Trading with double tops and double bottoms can be done in two ways: you can open a short position when a double top appears or a long position when a double bottom appears. In the meantime, you should confirm the signal using different technical indicators, such as the RSI or the parabolic SAR – both of which are momentum indicators.
You can further practice the double top and bottom trading strategy to take full command of it. Then, with the help of an effective trading strategy, you can showcase your trading skills on the OneUp Trader evaluation program. OneUp Trader guarantees you a funded account with one of their funding partners when you pass their evaluation. Click here to sign up for an evaluation account.
To trade a double bottom or double top, you must follow these steps:
- Wait for neckline breakout before entry.
- Look for at least 1:2 RRR.
- Use any other indicator like RSI, PSAR, etc., for additional confirmation.

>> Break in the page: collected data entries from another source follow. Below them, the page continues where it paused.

PR #1049, opened 2026-02-06
feat(import-controller): add import for controllers

SimoneDutto:
## Description

Importing a controller in this way is a different approach to https://github.com/juju/terraform-provider-juju/pull/1040. Basically we keep the same identity schema, but we also fetch the cloud and cloud credential definition during import.

This allows to keep the validation for required field the same between import and creation of controllers.

The tricky part is that to avoid require-replacing things during tests, due to microk8s and localhost having implicit configuration for clouds and cloud credentials, I had to add `lifecycle` directives in tests plan.

The code here is a little more complex, but it adds the value of actually checking the controller we are importing by comparing what's in the controller and what's in the plan. In the other pr, while it's simpler, the controller was imported without checking cloud and cloud credentials.

### NOTE

Identity Schema is available from 1.12.0
https://github.com/hashicorp/terraform/blob/v1.12/CHANGELOG.md#1120-may-14-2025

## QA

```terraform
provider "juju" {
  controller_mode = true
}

locals {
  lxd_creds = yamldecode(file("~/lxd-credentials.yaml"))
}

resource "juju_controller" "controller_imported" {
  name        = "imported-controller"

  cloud = {
    name       = "localhost"
    auth_types = ["certificate"]
    type       = "lxd"
    endpoint   = local.lxd_creds.endpoint

    region = {
      name = "localhost"
    }
  }

  cloud_credential = {
    name      = "localhost"
    auth_type = "certificate"

    attributes = {
      server-cert = local.lxd_creds.server-cert
    }
  }

  lifecycle {
    ignore_changes = [
      cloud_credential.attributes["client-cert"],
      cloud_credential.attributes["client-key"],
    ]
  }

}

import {
  to = juju_controller.controller_imported
  identity = {
    name = "imported-controller"
    api_addresses = [
      "10.165.178.123:17070",
    ]
    username        = "admin"
    password        = "0f81b8da67378ec9044ad1d49bb7e17e"
    ca_cert         = <<-EOT
    EOT
    controller_uuid = "78355a44-3bfd-4920-8d93-d0ac751eb881"
    credential_name = "localhost"
  }
}
```

### DIFF
--- a/internal/provider/resource_controller.go
+++ b/internal/provider/resource_controller.go
@@ -9,9 +9,11 @@ import (
 	"maps"
 
 	"github.com/hashicorp/terraform-plugin-framework-validators/stringvalidator"
+	"github.com/hashicorp/terraform-plugin-framework/attr"
 	"github.com/hashicorp/terraform-plugin-framework/diag"
 	"github.com/hashicorp/terraform-plugin-framework/path"
 	"github.com/hashicorp/terraform-plugin-framework/resource"
+	"github.com/hashicorp/terraform-plugin-framework/resource/identityschema"
 	"github.com/hashicorp/terraform-plugin-framework/resource/schema"
 	"github.com/hashicorp/terraform-plugin-framework/resource/schema/listplanmodifier"
 	"github.com/hashicorp/terraform-plugin-framework/resource/schema/mapplanmodifier"
@@ -45,6 +47,7 @@ type JujuCommand interface {
 var _ resource.Resource = &controllerResource{}
 var _ resource.ResourceWithConfigure = &controllerResource{}
 var _ resource.ResourceWithImportState = &controllerResource{}
+var _ resource.ResourceWithIdentity = &controllerResource{}
 
 type controllerResourceModel struct {
 	JujuBinary      types.String `tfsdk:"juju_binary"`
@@ -77,6 +80,17 @@ type controllerResourceModel struct {
 
 	// ID required by the testing framework
 	ID types.String `tfsdk:"id"`
+}
+
+// controllerResourceIdentityModel represents the identity data for a controller resource
+type controllerResourceIdentityModel struct {
+	Name           types.String `tfsdk:"name"`
+	ApiAddresses   types.List   `tfsdk:"api_addresses"`
+	CACert         types.String `tfsdk:"ca_cert"`
+	Username       types.String `tfsdk:"username"`
+	Password       types.String `tfsdk:"password"`
+	UUID           types.String `tfsdk:"controller_uuid"`
+	CredentialName types.String `tfsdk:"credential_name"`
 }
 
 // nestedCloudModel represents the cloud nested object in the controller resource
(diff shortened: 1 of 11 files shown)


internal/provider/resource_controller.go
```diff
@@ -438,6 +478,36 @@ func (r *controllerResource) Schema(_ context.Context, _ resource.SchemaRequest,
 	}
 }
 
+// IdentitySchema defines the identity schema for the controller resource.
```
ale8k: Shouldn't we say "IdentitySchema implements blahblah"?

internal/provider/resource_controller.go
```diff
@@ -460,9 +530,152 @@ func (r *controllerResource) Metadata(_ context.Context, req resource.MetadataRe
...
 }
 
+// stateSetter interface allows setting attributes on either State or response objects
+type stateSetter interface {
+	SetAttribute(ctx context.Context, path path.Path, val any) diag.Diagnostics
+}
+
+// populateCloudAndCredentialState fetches cloud and credential information from the controller
+// and populates the state with the retrieved data.
+func (r *controllerResource) populateCloudAndCredentialState(ctx context.Context, connInfo *juju.ControllerConnectionInformation, credentialName string, setter stateSetter, diagnostics *diag.Diagnostics) {
```
ale8k: Can't we just have a populateCloudState and a populateCredentialState? We don't need to shove both in here right?

internal/provider/resource_controller.go
```diff
@@ -460,9 +530,152 @@ func (r *controllerResource) Metadata(_ context.Context, req resource.MetadataRe
...
+}
+
 // ImportState imports the resource state.
 func (r *controllerResource) ImportState(ctx context.Context, req resource.ImportStateRequest, resp *resource.ImportStateResponse) {
-	resource.ImportStatePassthroughID(ctx, path.Root("id"), req, resp)
+	if req.ID != "" {
+		resp.Diagnostics.AddError(
+			"Import Error",
+			"Importing Juju controllers by ID is not supported. "+
+				"Please import using the identity attributes: name, api_addresses, ca_cert, username, and password.",
```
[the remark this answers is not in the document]
SimoneDutto: nah

internal/provider/resource_controller_test.go
```diff
@@ -323,7 +324,22 @@ func TestAcc_ResourceControllerWithJujuBinary(t *testing.T) {
 				),
 			},
 			{
-				// Step 3: Verify unsetting a controller config value behaves as expected.
+				// Test import using identity with controller_config and controller_model_config set.
```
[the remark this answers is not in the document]
ale8k: Ahhh
https://developer.hashicorp.com/terraform/plugin/testing/acceptance-tests/import-mode
So the ResourceIdentity - it somehow figures out from state how to populate the identity block from our config change step? Right? And if that's right, shouldn't we have two tests - 1 without cloud and cred set, one with?

internal/provider/resource_controller.go
```diff
@@ -460,9 +530,154 @@ func (r *controllerResource) Metadata(_ context.Context, req resource.MetadataRe
...
+	}
+
+	// Set identity fields in state
+	resp.Diagnostics.Append(resp.State.SetAttribute(ctx, path.Root("id"), identityData.Name)...)
+	resp.Diagnostics.Append(resp.State.SetAttribute(ctx, path.Root("name"), identityData.Name)...)
+	resp.Diagnostics.Append(resp.State.SetAttribute(ctx, path.Root("api_addresses"), identityData.ApiAddresses)...)
+	resp.Diagnostics.Append(resp.State.SetAttribute(ctx, path.Root("ca_cert"), identityData.CACert)...)
+	resp.Diagnostics.Append(resp.State.SetAttribute(ctx, path.Root("username"), identityData.Username)...)
+	resp.Diagnostics.Append(resp.State.SetAttribute(ctx, path.Root("password"), identityData.Password)...)
+	resp.Diagnostics.Append(resp.State.SetAttribute(ctx, path.Root("controller_uuid"), identityData.UUID)...)
```
ale8k: Shouldn't we have a check for errors after this, just incase we ever change a type or w/e and it is wrong? Then SetAttribute would fail right?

- Perform multiple timeframe analyses.
Limitations of Double Tops and Bottoms
Identifying double top and bottom formations correctly is essential for successful trading. However, misinterpreting them can lead to trading losses. To avoid this, one must exercise extreme caution before jumping to conclusions.
A failed double top is significantly different than the accurate double top pattern. A stock or asset is vulnerable to a sharp decline in an actual double top, often when a technical pattern is highly bearish. When it comes to confirming a double top’s identity, however, being patient and identifying the critical level of support is essential. It is possible to assign a false reading to the formation of a double top in trading based only on the appearance of two consecutive peaks.
A double bottom or double top is a trend reversal pattern. A bearish trend turning bullish or a bullish trend turning bearish can be determined by looking at either of these chart patterns.
When the second peak of a double top appears, traders will place a short position. Long positions appear when the second low of a double bottom occurs.
Neither pattern is confirmed until the price breaks the neckline. If it does not, then neither is valid. When trading, you can use double tops and bottoms to find entry points, stop-loss locations, and profit targets. This reduces the risk involved in a trade. Our trading platform can search for patterns manually or automatically using automated software.
Double tops and bottoms should always be used together with other indicators, like volume, to confirm the reversal before taking a position.